I told my then g/f I would never sell it, and now my wife (same lady) has told me multiple times.
"Told you not to sell it!"[/QUOTE]

If i have a dime for every time i heard my gf tell me that I'd have about a buck thirty.
But, the m6 with the 1185 has remained in my stable while a lot of other lights have been passed on for others to enjoy.
Its a KEEPER. I feel your pain though. Its truly a classic setup and i will never part with mine, and its a beater, lol.

EDIT...All this m6 talking got me feeling a bit nostalgic..So I'm charging up the batts in it so i can just shine it in the yard. lol


----------



## Greenbean (Jan 3, 2016)

Lol...

I am trying to come by an M6 again, I just can't believe I had two bi-pin holders....
The other was in an M4... Argh!!!!

I'll slowly get around to getting some stuff together. :candle:


----------



## Greenbean (Jan 10, 2016)

Weeellllll I have an old beater M6 now, scored a deal on the auction site, lol...

Have a FM 2 x 18650 pack coming and also Wohoo thanks to some great friendly CPF Mall folks as in *SOYCD and AndyF* a FM Bi-Pin socket coming also.

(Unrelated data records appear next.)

Issue #15, opened 2016-04-04
Test coverage


dfaulken:
Currently none. It would be worth shoring this up before next year.

dfaulken:
@AkivaGreen, @mboneil10, and @oreoluver are working on this together.

PR #35, opened 2016-05-26
Onboard Judging Spec

mboneil10:
Created and fixed onboard judging model spec
Addresses #15

### DIFF
--- a/spec/models/participant_spec.rb
+++ b/spec/models/participant_spec.rb
@@ -21,26 +21,26 @@ describe Participant do
     end
   end
   describe 'total score' do
-    it 'should be zero' do
+    it 'should be zero when initialized' do
       expect(participant.total_score).to eql 0
     end
-    it 'should increase by 40 from quiz score' do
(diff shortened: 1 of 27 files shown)


spec/models/participant_spec.rb
```diff
@@ -20,4 +20,27 @@
       end
     end
   end
+  describe 'total score' do
+    it 'should be zero' do
```
dfaulken: It's difficult to know from this description under what conditions it would be 0.

spec/models/participant_spec.rb
```diff
@@ -20,4 +20,27 @@
...
+      expect(participant.total_score).to eql 0
+    end
+    it 'should increase by 40 from quiz score' do
```
dfaulken: I think what this is actually testing is that adding a quiz score updates the total score. It'd be better if the test didn't depend on specific numbers, so something more like:

```ruby
quiz_score = create :quiz_score
expect { participant.update quiz_score: quiz_score }
  .to change { participant.total_score }
  .by(quiz_score.score)
```

Issue #21, opened 2016-04-04
Travis / CodeClimate / Rubocop


dfaulken:

dfaulken:
Determined that @Anbranin would need to be a team owner to set up Travis and CC.

dfaulken:
Looks like pushing to master didn't trigger a Travis build @Anbranin

dfaulken:
Scratch that - you didn't actually push to master

Anbranin:
wat

dfaulken:
👍

PR #37, opened 2016-05-26
Fix Travis YML file, create intentional Rubocop failure

dfaulken:


dfaulken:
CodeClimate didn't run (rel: #21).

PR #45, opened 2016-06-01
Maneuver spec, distance target

mboneil10:
Addresses #15

### DIFF
--- a/spec/models/distance_target_spec.rb
+++ b/spec/models/distance_target_spec.rb
@@ -1,5 +1,26 @@
 require 'rails_helper'
-
-RSpec.describe DistanceTarget, type: :model do
-  pending "add some examples to (or delete) #{__FILE__}"
+describe DistanceTarget do
+  describe 'interval_type' do
+    context 'when interval type is 0' do
+      it 'returns inches' do
+        target = create :distance_target, intervals: 0
+        expect(target.interval_type).to eql 'inches'
+      end
+    end
+    context 'when interval type is non-zero' do
+      it 'returns marks' do
+        target = create :distance_target, intervals: 1
+        expect(target.interval_type).to eql 'marks'
+      end
+    end
+  end
+  describe 'index' do
+    it 'returns index of distance target' do
+      maneuver = create :maneuver
+      target_1 = create :distance_target, maneuver: maneuver
+      target_2 = create :distance_target, maneuver: maneuver
+      expect(target_1.index).to eql 0
+      expect(target_2.index).to eql 1
+    end
+  end
 end
--- a/spec/models/distance_target_spec.rb
+++ b/spec/models/distance_target_spec.rb
@@ -7,7 +7,7 @@ describe DistanceTarget do
         expect(target.interval_type).to eql 'inches'
       end
     end
-    context 'when interval type is non-zero' do
+    context 'when interval attribute is non-zero' do
       it 'returns marks' do
         target = create :distance_target, intervals: 1
         expect(target.interval_type).to eql 'marks'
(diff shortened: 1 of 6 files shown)


spec/models/distance_target_spec.rb
```diff
@@ -1,5 +1,26 @@
 require 'rails_helper'
-
-RSpec.describe DistanceTarget, type: :model do
-  pending "add some examples to (or delete) #{__FILE__}"
+describe DistanceTarget do
+  describe 'interval_type' do
+    context 'when interval type is 0' do
```
dfaulken: interval type? I'm not clear what that means

spec/models/maneuver_spec.rb
```diff
@@ -0,0 +1,54 @@
...
+  describe 'previous participant' do
+    let!(:maneuver) { create :maneuver }
+    let!(:record_1) { create :maneuver_participant, maneuver: maneuver }
+    let!(:record_2) { create :maneuver_participant, maneuver: maneuver }
+    it 'finds previous participant' do
+      actual = record_2.participant.number
+      expect(maneuver.previous_participant(actual)).to eql record_1.participant
+    end
+    it 'finds previous participant with no argument' do
+      expect(maneuver.previous_participant.id).to be record_2.participant.id
```
dfaulken: Better to compare the `Participant` objects than their IDs.

spec/models/maneuver_spec.rb
```diff
@@ -0,0 +1,54 @@
...
+      expect(maneuver.image_path).to eql 'maneuvers/Foo.png'
+    end
+  end
+  describe 'grouped_obstacles' do
+    context 'with the same point values' do
+      it 'returns an array of obstacles' do
+        maneuver = create :maneuver
+        obstacle_1 = create :obstacle, maneuver: maneuver
+        obstacle_2 = create :obstacle, maneuver: maneuver
+        expected = { [obstacle_1.point_value, obstacle_1.obstacle_type] =>
```
dfaulken: Unclear from the test why this is the expected output.

spec/models/distance_target_spec.rb
```diff
@@ -1,5 +1,26 @@
...
-  pending "add some examples to (or delete) #{__FILE__}"
+describe DistanceTarget do
+  describe 'interval_type' do
+    context 'when interval attribute is 0' do
+      it 'returns inches' do
+        target = create :distance_target, intervals: 0
+        expect(target.interval_type).to eql 'inches'
+      end
+    end
+    context 'when interval type is non-zero' do
```
dfaulken: Same here

spec/models/maneuver_spec.rb
```diff
@@ -0,0 +1,54 @@
...
+      expect(maneuver.image_path).to eql 'maneuvers/Foo.png'
+    end
+  end
+  describe 'grouped_obstacles' do
+    context 'with the same point values' do
+      it 'returns a hash of obstacles' do
+        maneuver = create :maneuver
+        obstacle_1 = create :obstacle, maneuver: maneuver
+        obstacle_2 = create :obstacle, maneuver: maneuver
+        expected = { [obstacle_1.point_value, obstacle_1.obstacle_type] =>
```
dfaulken: If this grouping is because the two obstacles have the same point value and type out of the box, this isn't clear from the specs. If the factory rotates or randomizes the value of those attributes, this test will fail.

spec/models/distance_target_spec.rb
```diff
@@ -1,5 +1,26 @@
...
+    end
+    context 'when interval attribute is non-zero' do
+      it 'returns marks' do
+        target = create :distance_target, intervals: 1
+        expect(target.interval_type).to eql 'marks'
+      end
+    end
+  end
+  describe 'index' do
+    it 'returns index of distance target' do
```
dfaulken: relative to what?

dfaulken:
Closing. Redundant with #46.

I wanna try the Phillips 5761 in it. I know it's not WA1185 territory but until I can get another 3 x 17670 pack it's what I have. 

Tickled to hit night shift with this set up as well.


----------



## fivemega (Jan 10, 2016)

Greenbean said:


> Have a FM 2 x 18650 pack coming
> I wanna try the Phillips 5761 in it.


*Current draw of 5761 is too high for protected 18650 and you may need to use IMRs.
For safer operation and first attempt, I recommend to charge each IMR about 4.1 volts.*


----------



## Greenbean (Jan 10, 2016)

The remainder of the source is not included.